◆ Goal of the exercise ◆
Each of the following records is to be output exactly.

[Items listed in a dataset]

====

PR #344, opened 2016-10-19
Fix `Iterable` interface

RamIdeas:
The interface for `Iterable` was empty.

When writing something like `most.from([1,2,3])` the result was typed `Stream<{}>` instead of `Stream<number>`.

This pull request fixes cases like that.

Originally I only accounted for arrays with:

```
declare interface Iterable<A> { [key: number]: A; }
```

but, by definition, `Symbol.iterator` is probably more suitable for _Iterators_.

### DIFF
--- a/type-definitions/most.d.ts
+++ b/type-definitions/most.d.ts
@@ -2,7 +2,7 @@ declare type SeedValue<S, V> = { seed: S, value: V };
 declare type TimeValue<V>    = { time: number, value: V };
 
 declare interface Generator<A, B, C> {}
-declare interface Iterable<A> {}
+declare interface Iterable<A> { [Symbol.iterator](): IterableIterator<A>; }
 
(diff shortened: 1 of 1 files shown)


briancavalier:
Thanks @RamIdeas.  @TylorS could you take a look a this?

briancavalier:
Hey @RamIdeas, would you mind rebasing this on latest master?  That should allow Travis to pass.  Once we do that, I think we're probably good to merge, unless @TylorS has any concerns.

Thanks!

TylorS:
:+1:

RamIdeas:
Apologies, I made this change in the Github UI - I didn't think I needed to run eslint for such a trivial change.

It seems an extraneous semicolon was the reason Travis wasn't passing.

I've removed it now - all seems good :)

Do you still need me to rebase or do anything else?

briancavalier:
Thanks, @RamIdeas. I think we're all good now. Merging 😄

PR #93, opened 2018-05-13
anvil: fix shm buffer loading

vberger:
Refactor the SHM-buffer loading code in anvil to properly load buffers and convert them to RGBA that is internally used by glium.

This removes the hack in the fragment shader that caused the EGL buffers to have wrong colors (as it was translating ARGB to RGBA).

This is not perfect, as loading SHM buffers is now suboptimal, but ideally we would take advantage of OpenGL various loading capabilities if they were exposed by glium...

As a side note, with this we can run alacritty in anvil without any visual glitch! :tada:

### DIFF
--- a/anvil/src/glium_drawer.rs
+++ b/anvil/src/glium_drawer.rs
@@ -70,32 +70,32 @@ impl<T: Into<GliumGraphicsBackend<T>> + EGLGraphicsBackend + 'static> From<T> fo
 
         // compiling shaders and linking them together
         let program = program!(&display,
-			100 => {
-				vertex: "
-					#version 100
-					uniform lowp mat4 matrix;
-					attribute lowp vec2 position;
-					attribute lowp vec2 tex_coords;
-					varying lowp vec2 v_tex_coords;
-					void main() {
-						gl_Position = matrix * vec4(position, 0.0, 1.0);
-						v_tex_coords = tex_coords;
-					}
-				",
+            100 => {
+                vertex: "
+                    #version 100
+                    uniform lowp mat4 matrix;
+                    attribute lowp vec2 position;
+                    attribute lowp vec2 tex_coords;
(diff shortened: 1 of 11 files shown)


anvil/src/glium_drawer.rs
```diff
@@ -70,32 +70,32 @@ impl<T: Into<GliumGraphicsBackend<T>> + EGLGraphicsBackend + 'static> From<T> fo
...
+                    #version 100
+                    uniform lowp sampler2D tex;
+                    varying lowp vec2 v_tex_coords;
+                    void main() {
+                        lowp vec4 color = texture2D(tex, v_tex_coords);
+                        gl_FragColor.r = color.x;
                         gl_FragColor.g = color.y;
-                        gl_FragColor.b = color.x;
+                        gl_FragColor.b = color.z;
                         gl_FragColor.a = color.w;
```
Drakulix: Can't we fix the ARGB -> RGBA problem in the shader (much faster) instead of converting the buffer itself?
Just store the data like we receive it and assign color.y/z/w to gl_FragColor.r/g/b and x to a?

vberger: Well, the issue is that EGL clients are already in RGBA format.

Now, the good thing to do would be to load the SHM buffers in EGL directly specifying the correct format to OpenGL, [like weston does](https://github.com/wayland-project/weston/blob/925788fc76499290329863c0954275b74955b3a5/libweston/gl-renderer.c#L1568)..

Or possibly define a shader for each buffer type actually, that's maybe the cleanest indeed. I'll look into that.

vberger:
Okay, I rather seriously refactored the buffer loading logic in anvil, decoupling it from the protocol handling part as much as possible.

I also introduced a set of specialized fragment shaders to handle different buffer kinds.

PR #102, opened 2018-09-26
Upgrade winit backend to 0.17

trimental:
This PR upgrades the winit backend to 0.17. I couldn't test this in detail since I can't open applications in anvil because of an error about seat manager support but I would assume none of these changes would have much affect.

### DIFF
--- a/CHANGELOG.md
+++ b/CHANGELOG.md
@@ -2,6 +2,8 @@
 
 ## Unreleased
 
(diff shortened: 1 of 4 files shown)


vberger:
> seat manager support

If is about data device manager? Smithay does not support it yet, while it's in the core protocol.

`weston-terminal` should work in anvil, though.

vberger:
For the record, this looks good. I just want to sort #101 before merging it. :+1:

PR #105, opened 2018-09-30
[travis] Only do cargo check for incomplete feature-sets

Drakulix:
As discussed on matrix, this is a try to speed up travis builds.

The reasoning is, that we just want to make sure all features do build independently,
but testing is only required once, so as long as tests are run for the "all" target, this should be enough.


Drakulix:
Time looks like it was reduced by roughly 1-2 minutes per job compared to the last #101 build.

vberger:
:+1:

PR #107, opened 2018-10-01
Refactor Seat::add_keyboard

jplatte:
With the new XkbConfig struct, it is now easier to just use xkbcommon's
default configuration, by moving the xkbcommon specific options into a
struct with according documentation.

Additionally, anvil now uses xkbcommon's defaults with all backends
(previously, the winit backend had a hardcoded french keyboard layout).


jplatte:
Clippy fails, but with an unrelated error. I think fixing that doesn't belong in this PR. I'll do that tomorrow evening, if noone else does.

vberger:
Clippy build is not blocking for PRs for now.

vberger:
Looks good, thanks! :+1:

====

◆ Exercise output ◆
PR #344, opened 2016-10-19
Fix `Iterable` interface

RamIdeas:
The interface for `Iterable` was empty.

When writing something like `most.from([1,2,3])` the result was typed `Stream<{}>` instead of `Stream<number>`.

This pull request fixes cases like that.

Originally I only accounted for arrays with:

```
declare interface Iterable<A> { [key: number]: A; }
```

but, by definition, `Symbol.iterator` is probably more suitable for _Iterators_.

### DIFF
--- a/type-definitions/most.d.ts
+++ b/type-definitions/most.d.ts
@@ -2,7 +2,7 @@ declare type SeedValue<S, V> = { seed: S, value: V };
 declare type TimeValue<V>    = { time: number, value: V };
 
 declare interface Generator<A, B, C> {}
-declare interface Iterable<A> {}
+declare interface Iterable<A> { [Symbol.iterator](): IterableIterator<A>; }
 
(diff shortened: 1 of 1 files shown)


briancavalier:
Thanks @RamIdeas.  @TylorS could you take a look a this?

briancavalier:
Hey @RamIdeas, would you mind rebasing this on latest master?  That should allow Travis to pass.  Once we do that, I think we're probably good to merge, unless @TylorS has any concerns.

Thanks!

TylorS:
:+1:

RamIdeas:
Apologies, I made this change in the Github UI - I didn't think I needed to run eslint for such a trivial change.

It seems an extraneous semicolon was the reason Travis wasn't passing.

I've removed it now - all seems good :)

Do you still need me to rebase or do anything else?

briancavalier:
Thanks, @RamIdeas. I think we're all good now. Merging 😄

PR #93, opened 2018-05-13
anvil: fix shm buffer loading

vberger:
Refactor the SHM-buffer loading code in anvil to properly load buffers and convert them to RGBA that is internally used by glium.

This removes the hack in the fragment shader that caused the EGL buffers to have wrong colors (as it was translating ARGB to RGBA).

This is not perfect, as loading SHM buffers is now suboptimal, but ideally we would take advantage of OpenGL various loading capabilities if they were exposed by glium...

As a side note, with this we can run alacritty in anvil without any visual glitch! :tada:

### DIFF
--- a/anvil/src/glium_drawer.rs
+++ b/anvil/src/glium_drawer.rs
@@ -70,32 +70,32 @@ impl<T: Into<GliumGraphicsBackend<T>> + EGLGraphicsBackend + 'static> From<T> fo
 
         // compiling shaders and linking them together
         let program = program!(&display,
-			100 => {
-				vertex: "
-					#version 100
-					uniform lowp mat4 matrix;
-					attribute lowp vec2 position;
-					attribute lowp vec2 tex_coords;
-					varying lowp vec2 v_tex_coords;
-					void main() {
-						gl_Position = matrix * vec4(position, 0.0, 1.0);
-						v_tex_coords = tex_coords;
-					}
-				",
+            100 => {
+                vertex: "
+                    #version 100
+                    uniform lowp mat4 matrix;
+                    attribute lowp vec2 position;
+                    attribute lowp vec2 tex_coords;
(diff shortened: 1 of 11 files shown)


anvil/src/glium_drawer.rs
```diff
@@ -70,32 +70,32 @@ impl<T: Into<GliumGraphicsBackend<T>> + EGLGraphicsBackend + 'static> From<T> fo
...
+                    #version 100
+                    uniform lowp sampler2D tex;
+                    varying lowp vec2 v_tex_coords;
+                    void main() {
+                        lowp vec4 color = texture2D(tex, v_tex_coords);
+                        gl_FragColor.r = color.x;
                         gl_FragColor.g = color.y;
-                        gl_FragColor.b = color.x;
+                        gl_FragColor.b = color.z;
                         gl_FragColor.a = color.w;
```
Drakulix: Can't we fix the ARGB -> RGBA problem in the shader (much faster) instead of converting the buffer itself?
Just store the data like we receive it and assign color.y/z/w to gl_FragColor.r/g/b and x to a?

vberger: Well, the issue is that EGL clients are already in RGBA format.

Now, the good thing to do would be to load the SHM buffers in EGL directly specifying the correct format to OpenGL, [like weston does](https://github.com/wayland-project/weston/blob/925788fc76499290329863c0954275b74955b3a5/libweston/gl-renderer.c#L1568)..

Or possibly define a shader for each buffer type actually, that's maybe the cleanest indeed. I'll look into that.

vberger:
Okay, I rather seriously refactored the buffer loading logic in anvil, decoupling it from the protocol handling part as much as possible.

I also introduced a set of specialized fragment shaders to handle different buffer kinds.

PR #102, opened 2018-09-26
Upgrade winit backend to 0.17

trimental:
This PR upgrades the winit backend to 0.17. I couldn't test this in detail since I can't open applications in anvil because of an error about seat manager support but I would assume none of these changes would have much affect.

### DIFF
--- a/CHANGELOG.md
+++ b/CHANGELOG.md
@@ -2,6 +2,8 @@
 
 ## Unreleased
 
(diff shortened: 1 of 4 files shown)


vberger:
> seat manager support

If is about data device manager? Smithay does not support it yet, while it's in the core protocol.

`weston-terminal` should work in anvil, though.

vberger:
For the record, this looks good. I just want to sort #101 before merging it. :+1:

PR #105, opened 2018-09-30
[travis] Only do cargo check for incomplete feature-sets

Drakulix:
As discussed on matrix, this is a try to speed up travis builds.

The reasoning is, that we just want to make sure all features do build independently,
but testing is only required once, so as long as tests are run for the "all" target, this should be enough.


Drakulix:
Time looks like it was reduced by roughly 1-2 minutes per job compared to the last #101 build.

vberger:
:+1:

PR #107, opened 2018-10-01
Refactor Seat::add_keyboard

jplatte:
With the new XkbConfig struct, it is now easier to just use xkbcommon's
default configuration, by moving the xkbcommon specific options into a
struct with according documentation.

Additionally, anvil now uses xkbcommon's defaults with all backends
(previously, the winit backend had a hardcoded french keyboard layout).


jplatte:
Clippy fails, but with an unrelated error. I think fixing that doesn't belong in this PR. I'll do that tomorrow evening, if noone else does.

vberger:
Clippy build is not blocking for PRs for now.

vberger:
Looks good, thanks! :+1:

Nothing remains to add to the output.